__ASSIGNMENT__:
Go through the entries below and give the number of lines that have the string "each", and only that.

(Dataset excerpts)
★ ★ ★ ★ ★ ★ ★

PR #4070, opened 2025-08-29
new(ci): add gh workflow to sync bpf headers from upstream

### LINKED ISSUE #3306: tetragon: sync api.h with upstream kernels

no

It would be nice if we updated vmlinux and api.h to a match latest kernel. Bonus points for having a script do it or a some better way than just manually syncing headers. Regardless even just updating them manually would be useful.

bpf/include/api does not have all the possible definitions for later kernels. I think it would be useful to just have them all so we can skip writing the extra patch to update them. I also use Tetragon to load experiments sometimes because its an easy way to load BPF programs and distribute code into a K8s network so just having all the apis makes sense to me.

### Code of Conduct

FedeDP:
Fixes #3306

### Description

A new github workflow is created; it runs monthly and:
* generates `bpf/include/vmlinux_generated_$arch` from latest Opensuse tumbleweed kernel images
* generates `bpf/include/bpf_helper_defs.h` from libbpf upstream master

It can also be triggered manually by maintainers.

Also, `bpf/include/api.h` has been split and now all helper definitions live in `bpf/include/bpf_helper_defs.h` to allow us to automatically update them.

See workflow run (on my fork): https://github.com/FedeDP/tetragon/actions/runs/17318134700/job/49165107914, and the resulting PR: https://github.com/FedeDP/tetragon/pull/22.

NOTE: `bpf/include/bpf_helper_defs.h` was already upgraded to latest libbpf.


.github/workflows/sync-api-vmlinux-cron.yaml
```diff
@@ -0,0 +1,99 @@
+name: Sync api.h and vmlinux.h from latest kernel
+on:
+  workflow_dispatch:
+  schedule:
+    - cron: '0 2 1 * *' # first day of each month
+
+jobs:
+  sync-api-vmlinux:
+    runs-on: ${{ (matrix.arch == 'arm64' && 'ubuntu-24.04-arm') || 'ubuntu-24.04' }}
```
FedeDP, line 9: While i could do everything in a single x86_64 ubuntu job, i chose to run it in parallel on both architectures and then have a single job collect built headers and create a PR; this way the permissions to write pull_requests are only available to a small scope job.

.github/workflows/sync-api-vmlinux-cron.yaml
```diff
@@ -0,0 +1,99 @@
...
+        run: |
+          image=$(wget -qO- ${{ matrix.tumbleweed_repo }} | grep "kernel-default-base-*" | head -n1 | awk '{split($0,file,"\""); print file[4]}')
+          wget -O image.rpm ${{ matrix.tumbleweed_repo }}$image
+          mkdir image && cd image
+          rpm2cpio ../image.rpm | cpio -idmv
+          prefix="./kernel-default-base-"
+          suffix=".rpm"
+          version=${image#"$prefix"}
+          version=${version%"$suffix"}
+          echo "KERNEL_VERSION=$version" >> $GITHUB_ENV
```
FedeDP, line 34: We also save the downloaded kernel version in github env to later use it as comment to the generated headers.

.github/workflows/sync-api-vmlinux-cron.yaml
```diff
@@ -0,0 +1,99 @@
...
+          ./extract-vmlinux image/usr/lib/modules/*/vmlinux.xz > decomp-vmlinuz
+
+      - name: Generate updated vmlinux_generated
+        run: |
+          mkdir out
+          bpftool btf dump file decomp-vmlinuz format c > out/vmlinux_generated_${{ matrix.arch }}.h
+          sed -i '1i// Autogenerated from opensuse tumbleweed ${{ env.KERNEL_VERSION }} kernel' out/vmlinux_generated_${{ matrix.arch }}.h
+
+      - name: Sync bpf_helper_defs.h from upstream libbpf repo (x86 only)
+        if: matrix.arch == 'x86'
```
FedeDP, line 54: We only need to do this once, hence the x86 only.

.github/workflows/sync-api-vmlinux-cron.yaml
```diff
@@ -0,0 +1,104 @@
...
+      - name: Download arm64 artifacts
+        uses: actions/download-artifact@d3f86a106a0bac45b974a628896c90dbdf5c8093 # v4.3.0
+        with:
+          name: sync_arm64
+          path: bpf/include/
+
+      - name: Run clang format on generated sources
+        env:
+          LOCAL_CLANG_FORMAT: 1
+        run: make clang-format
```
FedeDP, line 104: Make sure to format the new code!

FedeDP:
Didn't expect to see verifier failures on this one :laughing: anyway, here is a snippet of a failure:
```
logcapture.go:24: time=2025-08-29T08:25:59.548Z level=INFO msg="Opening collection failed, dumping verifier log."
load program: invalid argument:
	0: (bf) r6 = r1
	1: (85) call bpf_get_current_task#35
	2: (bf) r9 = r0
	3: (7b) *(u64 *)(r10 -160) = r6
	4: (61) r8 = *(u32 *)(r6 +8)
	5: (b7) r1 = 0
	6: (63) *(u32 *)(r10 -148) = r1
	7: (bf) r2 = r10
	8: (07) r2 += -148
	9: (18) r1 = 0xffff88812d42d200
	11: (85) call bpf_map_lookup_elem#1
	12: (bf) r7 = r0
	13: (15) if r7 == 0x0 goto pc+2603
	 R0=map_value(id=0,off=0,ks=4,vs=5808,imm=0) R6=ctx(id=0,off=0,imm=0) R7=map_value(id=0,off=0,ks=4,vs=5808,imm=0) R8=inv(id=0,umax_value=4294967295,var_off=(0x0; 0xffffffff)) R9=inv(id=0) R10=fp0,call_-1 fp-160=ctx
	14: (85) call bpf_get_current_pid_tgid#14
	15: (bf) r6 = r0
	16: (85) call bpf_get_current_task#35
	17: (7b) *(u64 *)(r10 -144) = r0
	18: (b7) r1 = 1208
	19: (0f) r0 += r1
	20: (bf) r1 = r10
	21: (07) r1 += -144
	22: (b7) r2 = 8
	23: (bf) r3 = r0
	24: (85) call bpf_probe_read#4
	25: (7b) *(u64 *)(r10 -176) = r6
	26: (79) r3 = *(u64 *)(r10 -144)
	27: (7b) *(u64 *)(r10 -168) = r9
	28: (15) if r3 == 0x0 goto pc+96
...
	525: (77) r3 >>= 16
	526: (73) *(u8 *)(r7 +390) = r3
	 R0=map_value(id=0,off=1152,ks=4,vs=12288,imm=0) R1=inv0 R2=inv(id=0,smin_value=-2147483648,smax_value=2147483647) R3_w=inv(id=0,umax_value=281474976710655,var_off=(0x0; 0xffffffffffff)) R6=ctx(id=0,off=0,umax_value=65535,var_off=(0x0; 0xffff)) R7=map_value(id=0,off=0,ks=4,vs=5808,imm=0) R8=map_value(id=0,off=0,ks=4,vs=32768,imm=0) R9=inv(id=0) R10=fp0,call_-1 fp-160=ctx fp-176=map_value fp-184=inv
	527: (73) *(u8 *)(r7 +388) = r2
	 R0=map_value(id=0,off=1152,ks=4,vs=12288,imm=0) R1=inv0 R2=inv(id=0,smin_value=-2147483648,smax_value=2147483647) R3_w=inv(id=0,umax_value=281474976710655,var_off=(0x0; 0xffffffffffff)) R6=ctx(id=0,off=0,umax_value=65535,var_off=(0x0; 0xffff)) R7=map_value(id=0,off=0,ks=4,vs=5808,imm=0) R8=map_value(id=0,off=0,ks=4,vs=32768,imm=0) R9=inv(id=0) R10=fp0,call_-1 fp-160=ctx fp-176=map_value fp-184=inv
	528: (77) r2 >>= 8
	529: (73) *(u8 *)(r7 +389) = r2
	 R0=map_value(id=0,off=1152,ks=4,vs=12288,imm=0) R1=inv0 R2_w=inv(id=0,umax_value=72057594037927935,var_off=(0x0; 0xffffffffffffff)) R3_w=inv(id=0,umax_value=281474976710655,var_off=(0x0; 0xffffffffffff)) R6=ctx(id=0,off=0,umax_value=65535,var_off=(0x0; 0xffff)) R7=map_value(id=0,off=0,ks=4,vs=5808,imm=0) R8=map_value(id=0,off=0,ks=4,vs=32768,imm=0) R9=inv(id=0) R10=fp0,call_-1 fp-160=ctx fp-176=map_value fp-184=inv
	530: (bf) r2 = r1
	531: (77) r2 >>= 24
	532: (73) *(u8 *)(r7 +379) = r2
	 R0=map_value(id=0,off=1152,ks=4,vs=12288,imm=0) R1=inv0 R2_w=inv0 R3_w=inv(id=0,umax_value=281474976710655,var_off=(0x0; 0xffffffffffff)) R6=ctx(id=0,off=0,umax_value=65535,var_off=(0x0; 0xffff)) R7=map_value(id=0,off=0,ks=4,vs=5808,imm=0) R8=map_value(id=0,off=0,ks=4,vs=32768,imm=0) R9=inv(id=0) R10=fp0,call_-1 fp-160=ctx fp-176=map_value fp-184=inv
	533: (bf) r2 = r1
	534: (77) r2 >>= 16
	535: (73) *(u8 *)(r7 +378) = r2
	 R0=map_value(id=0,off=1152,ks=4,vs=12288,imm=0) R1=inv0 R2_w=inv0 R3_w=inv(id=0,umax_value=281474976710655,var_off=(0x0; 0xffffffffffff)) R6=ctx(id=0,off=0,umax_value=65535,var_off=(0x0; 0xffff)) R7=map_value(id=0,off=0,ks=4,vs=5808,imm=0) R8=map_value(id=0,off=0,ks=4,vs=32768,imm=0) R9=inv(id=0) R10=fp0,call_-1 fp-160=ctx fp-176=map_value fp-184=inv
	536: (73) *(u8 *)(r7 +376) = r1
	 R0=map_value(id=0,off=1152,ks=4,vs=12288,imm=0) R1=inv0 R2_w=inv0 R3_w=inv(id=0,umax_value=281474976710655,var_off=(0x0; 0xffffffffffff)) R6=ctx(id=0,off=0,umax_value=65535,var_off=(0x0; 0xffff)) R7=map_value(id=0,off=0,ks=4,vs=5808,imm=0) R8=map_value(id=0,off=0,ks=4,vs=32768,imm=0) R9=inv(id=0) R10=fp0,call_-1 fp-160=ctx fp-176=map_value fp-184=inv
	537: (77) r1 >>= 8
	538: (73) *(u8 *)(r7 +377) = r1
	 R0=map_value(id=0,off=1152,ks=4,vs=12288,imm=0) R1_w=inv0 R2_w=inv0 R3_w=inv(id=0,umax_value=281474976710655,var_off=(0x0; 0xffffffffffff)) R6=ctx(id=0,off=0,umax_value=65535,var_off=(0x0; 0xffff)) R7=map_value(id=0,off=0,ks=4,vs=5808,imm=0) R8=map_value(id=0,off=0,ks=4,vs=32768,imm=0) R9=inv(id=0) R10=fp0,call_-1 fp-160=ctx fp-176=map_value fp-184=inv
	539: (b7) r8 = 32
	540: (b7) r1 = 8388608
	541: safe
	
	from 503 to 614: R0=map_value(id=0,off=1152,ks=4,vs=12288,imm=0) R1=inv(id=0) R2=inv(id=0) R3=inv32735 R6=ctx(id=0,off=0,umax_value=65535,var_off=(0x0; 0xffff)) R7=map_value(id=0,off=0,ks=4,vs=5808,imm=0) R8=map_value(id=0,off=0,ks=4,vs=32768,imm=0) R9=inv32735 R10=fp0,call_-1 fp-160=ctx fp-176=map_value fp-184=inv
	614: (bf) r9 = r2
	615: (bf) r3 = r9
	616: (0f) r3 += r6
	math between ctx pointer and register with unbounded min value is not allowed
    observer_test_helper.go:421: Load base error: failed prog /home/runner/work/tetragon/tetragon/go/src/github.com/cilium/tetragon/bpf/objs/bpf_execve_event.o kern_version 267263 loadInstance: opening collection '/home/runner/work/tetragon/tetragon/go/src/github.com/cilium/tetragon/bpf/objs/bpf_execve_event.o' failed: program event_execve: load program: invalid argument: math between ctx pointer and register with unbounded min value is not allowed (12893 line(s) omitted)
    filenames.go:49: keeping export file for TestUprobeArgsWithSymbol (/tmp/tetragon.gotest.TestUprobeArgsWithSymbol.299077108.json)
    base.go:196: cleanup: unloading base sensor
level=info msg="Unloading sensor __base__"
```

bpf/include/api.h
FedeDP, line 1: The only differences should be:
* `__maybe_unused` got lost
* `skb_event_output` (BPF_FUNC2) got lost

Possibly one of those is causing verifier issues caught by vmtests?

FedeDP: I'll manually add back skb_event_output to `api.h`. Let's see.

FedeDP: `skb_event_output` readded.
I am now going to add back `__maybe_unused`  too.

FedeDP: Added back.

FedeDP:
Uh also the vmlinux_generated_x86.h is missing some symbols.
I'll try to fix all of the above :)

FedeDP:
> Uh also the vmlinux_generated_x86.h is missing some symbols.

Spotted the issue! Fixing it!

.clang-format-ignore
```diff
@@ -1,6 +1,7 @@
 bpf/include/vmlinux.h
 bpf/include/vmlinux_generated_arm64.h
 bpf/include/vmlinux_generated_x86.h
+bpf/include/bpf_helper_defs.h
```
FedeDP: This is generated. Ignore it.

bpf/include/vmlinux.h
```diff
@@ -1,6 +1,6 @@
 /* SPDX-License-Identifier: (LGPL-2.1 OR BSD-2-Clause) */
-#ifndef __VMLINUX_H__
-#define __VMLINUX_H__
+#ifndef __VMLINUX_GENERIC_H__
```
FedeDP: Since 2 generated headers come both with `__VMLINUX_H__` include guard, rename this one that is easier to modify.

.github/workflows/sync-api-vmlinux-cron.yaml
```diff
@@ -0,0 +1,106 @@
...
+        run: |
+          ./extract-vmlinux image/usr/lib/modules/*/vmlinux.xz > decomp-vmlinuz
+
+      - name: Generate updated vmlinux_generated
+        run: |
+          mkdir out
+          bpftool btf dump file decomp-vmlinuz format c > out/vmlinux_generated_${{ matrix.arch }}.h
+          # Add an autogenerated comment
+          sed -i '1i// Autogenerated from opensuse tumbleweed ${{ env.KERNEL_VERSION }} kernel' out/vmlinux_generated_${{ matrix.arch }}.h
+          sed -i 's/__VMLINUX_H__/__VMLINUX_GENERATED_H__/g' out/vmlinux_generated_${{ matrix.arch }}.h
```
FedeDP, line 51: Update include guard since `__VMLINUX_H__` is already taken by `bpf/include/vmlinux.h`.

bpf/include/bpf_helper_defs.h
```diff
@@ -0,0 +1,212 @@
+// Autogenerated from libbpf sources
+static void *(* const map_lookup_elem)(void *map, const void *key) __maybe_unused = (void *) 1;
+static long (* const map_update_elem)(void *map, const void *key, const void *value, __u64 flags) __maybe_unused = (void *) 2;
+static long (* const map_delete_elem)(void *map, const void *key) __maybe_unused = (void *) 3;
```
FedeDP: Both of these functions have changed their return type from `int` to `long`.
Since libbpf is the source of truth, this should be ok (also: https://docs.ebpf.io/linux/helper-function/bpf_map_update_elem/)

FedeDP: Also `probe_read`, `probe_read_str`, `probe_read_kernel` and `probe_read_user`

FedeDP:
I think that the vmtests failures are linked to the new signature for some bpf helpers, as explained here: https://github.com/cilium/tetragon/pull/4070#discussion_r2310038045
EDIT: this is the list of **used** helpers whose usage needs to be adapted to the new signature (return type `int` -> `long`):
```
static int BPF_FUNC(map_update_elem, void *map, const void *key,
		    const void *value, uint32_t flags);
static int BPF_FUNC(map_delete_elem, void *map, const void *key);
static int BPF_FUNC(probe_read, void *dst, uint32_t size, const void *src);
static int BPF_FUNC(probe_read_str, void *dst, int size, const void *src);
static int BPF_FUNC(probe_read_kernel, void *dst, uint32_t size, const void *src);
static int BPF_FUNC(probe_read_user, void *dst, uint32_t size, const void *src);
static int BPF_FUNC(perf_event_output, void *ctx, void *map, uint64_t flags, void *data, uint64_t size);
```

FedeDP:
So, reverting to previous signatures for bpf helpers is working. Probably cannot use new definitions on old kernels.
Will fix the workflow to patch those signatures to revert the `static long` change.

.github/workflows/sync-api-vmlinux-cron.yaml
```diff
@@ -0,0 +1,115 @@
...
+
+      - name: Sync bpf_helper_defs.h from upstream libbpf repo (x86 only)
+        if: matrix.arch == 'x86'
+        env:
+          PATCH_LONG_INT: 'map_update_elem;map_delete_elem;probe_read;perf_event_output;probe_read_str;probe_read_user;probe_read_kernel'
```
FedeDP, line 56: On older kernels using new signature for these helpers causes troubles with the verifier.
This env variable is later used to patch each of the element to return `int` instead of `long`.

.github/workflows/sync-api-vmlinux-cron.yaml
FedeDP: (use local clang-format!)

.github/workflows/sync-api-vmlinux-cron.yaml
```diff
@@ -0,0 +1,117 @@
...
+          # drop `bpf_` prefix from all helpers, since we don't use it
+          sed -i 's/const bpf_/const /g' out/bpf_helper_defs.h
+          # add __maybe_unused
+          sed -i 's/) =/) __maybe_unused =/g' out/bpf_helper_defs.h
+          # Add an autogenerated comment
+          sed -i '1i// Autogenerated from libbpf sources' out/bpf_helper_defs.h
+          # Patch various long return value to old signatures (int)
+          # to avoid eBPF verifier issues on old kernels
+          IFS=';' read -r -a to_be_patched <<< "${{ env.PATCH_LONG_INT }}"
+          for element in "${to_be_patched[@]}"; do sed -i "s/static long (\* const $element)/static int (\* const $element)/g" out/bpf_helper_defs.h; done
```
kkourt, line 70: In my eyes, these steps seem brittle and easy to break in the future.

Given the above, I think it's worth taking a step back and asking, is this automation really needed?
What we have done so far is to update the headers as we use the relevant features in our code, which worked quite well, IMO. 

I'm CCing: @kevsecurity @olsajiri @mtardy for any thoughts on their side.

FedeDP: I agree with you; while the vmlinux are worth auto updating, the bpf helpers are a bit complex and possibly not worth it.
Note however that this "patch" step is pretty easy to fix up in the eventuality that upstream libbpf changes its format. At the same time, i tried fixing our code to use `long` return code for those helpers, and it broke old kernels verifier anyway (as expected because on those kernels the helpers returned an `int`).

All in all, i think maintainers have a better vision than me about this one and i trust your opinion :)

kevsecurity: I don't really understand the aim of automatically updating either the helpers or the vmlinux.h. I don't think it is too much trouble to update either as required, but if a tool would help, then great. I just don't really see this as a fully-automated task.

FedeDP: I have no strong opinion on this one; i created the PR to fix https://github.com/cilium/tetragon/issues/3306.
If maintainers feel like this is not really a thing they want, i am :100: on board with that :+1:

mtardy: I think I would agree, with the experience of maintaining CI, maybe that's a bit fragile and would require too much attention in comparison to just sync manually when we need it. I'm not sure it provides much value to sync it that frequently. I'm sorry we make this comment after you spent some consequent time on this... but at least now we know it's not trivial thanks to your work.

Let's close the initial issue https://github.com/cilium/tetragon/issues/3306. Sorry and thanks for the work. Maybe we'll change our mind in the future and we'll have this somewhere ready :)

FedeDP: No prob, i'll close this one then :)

★ ★ ★ ★ ★ ★ ★

__RESPONSE FOR THIS EXERCISE__:
2